== WORK TO BE COMPLETED ==
From the entries that follow, copy exactly the lines beginning at the line holding "Looks good to me!" and continuing through the line holding "This PR implements".

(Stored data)
_ _ _
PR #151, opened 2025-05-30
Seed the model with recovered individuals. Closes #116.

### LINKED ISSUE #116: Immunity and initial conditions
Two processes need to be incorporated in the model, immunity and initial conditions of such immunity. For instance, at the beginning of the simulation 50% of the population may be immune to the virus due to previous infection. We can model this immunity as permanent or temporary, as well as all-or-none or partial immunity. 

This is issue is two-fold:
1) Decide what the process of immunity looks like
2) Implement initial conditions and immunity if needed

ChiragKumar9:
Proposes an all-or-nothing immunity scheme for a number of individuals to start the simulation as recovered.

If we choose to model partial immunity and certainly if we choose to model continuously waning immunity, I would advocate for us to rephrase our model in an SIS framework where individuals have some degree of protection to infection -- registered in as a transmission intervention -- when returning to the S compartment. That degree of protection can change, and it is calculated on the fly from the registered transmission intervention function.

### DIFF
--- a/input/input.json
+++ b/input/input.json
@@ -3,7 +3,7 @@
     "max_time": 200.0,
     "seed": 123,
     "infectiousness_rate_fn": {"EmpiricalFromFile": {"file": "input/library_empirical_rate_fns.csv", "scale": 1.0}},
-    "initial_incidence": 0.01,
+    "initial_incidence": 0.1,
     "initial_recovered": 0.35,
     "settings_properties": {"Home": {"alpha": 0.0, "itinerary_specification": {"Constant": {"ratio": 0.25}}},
_ _ _
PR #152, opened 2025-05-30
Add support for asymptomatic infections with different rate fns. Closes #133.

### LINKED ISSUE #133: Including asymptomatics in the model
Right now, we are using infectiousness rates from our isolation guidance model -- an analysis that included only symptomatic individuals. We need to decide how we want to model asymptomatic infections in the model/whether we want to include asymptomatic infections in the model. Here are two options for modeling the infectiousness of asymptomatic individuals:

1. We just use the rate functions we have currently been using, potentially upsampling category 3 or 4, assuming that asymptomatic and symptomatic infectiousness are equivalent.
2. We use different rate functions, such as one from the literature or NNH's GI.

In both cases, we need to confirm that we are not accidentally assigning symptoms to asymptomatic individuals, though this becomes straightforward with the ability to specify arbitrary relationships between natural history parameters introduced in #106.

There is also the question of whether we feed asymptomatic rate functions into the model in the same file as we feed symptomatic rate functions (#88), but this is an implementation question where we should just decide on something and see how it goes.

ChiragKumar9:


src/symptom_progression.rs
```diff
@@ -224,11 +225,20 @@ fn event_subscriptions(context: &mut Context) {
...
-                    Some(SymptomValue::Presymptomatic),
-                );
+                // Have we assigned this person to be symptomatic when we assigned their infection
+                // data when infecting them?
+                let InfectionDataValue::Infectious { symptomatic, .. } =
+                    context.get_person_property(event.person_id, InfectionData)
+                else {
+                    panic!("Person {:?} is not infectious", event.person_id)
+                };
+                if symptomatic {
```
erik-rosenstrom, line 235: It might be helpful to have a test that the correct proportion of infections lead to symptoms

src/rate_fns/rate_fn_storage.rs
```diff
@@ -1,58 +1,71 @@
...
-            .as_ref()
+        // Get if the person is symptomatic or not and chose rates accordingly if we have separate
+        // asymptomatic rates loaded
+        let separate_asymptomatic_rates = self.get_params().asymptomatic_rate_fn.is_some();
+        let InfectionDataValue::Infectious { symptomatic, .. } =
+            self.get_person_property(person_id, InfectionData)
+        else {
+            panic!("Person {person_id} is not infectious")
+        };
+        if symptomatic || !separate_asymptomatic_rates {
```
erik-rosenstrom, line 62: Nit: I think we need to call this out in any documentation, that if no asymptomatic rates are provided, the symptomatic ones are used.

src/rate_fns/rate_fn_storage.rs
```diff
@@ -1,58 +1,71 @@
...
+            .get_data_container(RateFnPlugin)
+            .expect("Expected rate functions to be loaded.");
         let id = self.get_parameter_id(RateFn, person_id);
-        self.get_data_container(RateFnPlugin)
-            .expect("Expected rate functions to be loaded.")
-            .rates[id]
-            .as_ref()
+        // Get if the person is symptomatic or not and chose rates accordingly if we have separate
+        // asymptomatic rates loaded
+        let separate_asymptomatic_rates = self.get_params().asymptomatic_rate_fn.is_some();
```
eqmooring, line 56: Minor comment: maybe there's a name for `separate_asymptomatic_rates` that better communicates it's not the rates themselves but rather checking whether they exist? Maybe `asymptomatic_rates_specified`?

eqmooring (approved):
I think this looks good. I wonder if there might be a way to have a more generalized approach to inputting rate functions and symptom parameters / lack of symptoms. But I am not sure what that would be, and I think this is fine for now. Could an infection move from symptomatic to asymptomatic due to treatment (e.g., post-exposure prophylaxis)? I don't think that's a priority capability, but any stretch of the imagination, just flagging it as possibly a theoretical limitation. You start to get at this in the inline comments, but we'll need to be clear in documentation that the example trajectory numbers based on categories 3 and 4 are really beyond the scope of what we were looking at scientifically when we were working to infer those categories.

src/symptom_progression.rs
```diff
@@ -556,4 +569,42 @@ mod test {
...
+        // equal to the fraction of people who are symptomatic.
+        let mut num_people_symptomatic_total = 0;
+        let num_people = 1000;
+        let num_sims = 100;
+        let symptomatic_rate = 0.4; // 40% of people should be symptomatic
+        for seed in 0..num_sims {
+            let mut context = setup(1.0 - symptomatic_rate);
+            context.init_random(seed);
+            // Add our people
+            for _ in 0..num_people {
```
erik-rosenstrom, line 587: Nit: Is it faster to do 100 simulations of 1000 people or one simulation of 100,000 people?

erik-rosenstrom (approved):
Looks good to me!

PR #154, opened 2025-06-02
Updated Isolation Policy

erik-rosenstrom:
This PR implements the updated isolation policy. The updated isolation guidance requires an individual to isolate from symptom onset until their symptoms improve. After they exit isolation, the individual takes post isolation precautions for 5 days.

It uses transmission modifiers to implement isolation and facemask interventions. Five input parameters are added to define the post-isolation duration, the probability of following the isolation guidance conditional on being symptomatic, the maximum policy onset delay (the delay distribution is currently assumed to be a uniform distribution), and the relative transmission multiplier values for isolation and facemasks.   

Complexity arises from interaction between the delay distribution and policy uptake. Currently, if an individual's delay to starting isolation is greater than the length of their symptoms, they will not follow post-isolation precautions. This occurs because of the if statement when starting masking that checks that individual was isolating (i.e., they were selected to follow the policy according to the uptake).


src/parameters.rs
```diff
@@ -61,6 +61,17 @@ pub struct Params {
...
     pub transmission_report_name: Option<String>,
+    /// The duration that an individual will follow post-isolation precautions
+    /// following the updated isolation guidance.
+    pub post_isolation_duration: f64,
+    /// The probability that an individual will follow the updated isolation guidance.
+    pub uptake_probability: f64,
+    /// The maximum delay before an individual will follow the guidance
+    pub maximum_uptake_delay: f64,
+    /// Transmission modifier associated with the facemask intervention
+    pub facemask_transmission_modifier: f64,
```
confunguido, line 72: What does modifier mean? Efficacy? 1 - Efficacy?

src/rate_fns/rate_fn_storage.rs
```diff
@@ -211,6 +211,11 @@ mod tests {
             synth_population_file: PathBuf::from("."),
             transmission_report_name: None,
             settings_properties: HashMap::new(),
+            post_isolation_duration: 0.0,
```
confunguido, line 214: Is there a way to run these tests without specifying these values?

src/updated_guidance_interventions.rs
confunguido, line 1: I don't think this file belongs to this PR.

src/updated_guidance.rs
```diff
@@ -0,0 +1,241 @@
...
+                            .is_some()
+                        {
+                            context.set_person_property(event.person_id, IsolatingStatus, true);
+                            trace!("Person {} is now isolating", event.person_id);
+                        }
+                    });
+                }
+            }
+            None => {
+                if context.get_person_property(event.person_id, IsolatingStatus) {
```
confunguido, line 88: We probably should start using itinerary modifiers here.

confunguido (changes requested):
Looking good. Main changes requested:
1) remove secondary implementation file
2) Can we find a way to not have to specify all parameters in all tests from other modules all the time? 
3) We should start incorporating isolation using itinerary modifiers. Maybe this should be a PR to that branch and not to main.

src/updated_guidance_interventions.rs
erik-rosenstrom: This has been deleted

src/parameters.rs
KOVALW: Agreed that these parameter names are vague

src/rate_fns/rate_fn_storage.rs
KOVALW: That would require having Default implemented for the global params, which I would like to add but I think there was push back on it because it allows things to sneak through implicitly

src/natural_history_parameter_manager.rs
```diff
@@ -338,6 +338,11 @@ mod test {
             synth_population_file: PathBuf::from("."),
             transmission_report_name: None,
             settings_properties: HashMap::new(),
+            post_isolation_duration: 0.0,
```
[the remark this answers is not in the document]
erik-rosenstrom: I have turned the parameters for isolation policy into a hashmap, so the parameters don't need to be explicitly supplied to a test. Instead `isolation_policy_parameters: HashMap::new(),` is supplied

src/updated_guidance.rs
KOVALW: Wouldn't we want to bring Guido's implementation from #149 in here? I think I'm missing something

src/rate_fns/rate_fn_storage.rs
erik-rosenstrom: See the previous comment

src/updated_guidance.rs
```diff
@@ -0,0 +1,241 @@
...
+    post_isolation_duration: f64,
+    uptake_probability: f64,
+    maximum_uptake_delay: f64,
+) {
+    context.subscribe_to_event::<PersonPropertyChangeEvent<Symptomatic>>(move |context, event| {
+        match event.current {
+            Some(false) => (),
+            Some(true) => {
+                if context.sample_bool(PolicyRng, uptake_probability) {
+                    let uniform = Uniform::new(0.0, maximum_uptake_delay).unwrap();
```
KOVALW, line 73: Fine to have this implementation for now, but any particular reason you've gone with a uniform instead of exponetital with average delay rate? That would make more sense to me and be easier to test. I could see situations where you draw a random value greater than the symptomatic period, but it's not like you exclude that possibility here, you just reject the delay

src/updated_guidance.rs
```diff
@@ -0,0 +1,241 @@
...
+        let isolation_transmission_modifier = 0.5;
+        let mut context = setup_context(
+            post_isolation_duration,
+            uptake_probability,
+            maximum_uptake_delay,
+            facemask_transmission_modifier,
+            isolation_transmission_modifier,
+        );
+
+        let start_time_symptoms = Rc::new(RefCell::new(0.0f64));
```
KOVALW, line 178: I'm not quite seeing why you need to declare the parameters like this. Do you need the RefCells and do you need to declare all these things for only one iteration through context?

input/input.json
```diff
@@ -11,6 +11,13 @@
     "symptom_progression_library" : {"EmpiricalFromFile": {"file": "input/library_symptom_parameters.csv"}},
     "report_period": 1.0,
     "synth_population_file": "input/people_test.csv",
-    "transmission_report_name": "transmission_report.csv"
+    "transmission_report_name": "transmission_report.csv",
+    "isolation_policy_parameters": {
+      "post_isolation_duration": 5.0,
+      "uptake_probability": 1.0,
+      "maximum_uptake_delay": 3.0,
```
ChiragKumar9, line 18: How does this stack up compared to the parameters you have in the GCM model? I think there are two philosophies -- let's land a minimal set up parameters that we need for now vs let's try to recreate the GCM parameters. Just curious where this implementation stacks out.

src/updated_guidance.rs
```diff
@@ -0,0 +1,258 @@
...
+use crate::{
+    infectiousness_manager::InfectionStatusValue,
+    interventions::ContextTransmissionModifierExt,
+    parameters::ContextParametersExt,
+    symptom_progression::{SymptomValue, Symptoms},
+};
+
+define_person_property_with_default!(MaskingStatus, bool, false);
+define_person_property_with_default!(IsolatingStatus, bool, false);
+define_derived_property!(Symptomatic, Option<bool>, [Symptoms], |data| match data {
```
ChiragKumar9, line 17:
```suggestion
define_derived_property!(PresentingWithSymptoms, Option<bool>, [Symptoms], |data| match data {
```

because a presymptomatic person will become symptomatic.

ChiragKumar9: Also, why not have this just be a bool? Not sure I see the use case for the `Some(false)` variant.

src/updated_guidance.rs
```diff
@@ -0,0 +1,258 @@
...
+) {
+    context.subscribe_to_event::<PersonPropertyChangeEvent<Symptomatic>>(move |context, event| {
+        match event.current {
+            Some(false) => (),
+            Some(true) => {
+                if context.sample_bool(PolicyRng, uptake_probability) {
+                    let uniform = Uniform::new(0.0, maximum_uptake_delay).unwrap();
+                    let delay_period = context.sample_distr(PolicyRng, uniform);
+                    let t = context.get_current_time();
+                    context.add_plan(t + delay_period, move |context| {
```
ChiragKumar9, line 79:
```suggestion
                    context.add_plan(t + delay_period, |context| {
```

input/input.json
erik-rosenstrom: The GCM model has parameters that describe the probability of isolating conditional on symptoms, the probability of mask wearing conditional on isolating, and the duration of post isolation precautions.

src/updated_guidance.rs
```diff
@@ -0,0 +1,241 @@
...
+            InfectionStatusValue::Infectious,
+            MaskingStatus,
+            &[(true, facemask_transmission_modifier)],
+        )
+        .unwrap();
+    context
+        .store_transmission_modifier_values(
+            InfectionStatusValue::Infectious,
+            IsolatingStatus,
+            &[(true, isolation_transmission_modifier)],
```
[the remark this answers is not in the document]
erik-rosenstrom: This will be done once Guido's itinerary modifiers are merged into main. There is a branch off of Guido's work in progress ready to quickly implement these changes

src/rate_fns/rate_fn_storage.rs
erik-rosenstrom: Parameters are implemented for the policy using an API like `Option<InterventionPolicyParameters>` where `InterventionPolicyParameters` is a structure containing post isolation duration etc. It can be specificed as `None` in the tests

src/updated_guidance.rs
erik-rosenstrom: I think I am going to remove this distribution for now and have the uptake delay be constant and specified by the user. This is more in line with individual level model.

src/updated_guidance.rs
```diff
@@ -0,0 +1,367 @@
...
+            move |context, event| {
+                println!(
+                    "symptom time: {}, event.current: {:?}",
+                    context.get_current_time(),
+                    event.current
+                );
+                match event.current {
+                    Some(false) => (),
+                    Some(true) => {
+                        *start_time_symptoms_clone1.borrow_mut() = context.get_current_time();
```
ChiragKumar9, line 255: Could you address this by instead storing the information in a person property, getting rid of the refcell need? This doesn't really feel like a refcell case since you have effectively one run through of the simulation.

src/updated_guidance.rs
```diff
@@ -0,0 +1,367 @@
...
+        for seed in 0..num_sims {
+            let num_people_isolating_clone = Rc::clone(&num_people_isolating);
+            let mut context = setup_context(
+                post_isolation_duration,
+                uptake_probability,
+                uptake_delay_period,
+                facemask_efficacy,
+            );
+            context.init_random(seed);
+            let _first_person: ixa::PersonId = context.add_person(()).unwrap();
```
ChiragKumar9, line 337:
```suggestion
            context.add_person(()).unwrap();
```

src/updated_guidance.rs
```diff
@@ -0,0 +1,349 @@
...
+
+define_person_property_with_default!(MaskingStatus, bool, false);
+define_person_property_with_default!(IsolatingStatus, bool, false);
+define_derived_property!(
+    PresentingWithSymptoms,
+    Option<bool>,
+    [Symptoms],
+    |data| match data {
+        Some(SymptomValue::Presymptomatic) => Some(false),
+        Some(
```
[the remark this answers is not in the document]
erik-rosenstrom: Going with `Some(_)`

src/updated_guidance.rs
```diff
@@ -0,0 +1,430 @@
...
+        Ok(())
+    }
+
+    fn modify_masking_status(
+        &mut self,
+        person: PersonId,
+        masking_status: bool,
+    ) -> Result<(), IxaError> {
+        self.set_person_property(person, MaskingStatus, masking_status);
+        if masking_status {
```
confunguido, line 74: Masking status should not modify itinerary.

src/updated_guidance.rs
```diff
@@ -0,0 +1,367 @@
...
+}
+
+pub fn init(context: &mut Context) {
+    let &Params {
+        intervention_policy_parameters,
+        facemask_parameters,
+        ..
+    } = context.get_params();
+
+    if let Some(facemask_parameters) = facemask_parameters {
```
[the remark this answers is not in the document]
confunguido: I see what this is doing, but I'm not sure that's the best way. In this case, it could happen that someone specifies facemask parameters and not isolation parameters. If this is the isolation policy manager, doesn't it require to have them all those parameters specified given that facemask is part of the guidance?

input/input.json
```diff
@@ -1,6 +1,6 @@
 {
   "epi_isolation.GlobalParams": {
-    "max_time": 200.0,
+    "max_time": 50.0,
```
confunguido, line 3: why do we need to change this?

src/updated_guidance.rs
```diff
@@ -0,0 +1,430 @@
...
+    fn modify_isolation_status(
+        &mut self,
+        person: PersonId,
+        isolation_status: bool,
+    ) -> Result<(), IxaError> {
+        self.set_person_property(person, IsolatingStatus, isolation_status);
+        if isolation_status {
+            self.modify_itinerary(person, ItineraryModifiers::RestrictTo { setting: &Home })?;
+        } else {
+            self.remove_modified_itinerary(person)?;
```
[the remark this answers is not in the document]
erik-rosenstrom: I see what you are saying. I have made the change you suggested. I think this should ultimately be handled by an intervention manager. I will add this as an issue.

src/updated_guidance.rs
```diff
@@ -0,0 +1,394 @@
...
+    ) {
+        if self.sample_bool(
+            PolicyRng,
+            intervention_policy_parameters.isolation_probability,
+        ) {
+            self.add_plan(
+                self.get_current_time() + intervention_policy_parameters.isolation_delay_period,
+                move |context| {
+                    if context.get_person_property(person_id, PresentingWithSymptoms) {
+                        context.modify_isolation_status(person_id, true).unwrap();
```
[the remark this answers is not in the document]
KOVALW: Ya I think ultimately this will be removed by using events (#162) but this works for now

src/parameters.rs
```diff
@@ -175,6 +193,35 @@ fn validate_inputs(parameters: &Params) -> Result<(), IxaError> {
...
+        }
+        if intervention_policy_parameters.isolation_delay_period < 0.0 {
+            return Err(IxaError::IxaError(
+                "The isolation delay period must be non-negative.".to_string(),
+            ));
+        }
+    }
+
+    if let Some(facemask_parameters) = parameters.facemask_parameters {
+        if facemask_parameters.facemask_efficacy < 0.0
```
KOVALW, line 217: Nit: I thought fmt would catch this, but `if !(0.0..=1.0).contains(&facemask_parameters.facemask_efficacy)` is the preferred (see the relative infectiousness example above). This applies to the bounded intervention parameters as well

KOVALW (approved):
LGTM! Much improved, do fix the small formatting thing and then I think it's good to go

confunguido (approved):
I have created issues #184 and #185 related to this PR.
_ _ _
== WRITTEN ANSWER ==
Looks good to me!

PR #154, opened 2025-06-02
Updated Isolation Policy

erik-rosenstrom:
This PR implements the updated isolation policy. The updated isolation guidance requires an individual to isolate from symptom onset until their symptoms improve. After they exit isolation, the individual takes post isolation precautions for 5 days.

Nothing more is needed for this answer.